─── Study material ───

PR #550, opened 2025-05-13
Update instance states documentation

7navyasa:
Updating the documentation with the current Instance states.


a-hilaly (approved):
Great catch, thank you @7navyasa !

───

#### Exercise details
Only the count, no other text: how many lines in the listing above hold "documentation"?

#### Output of the task
2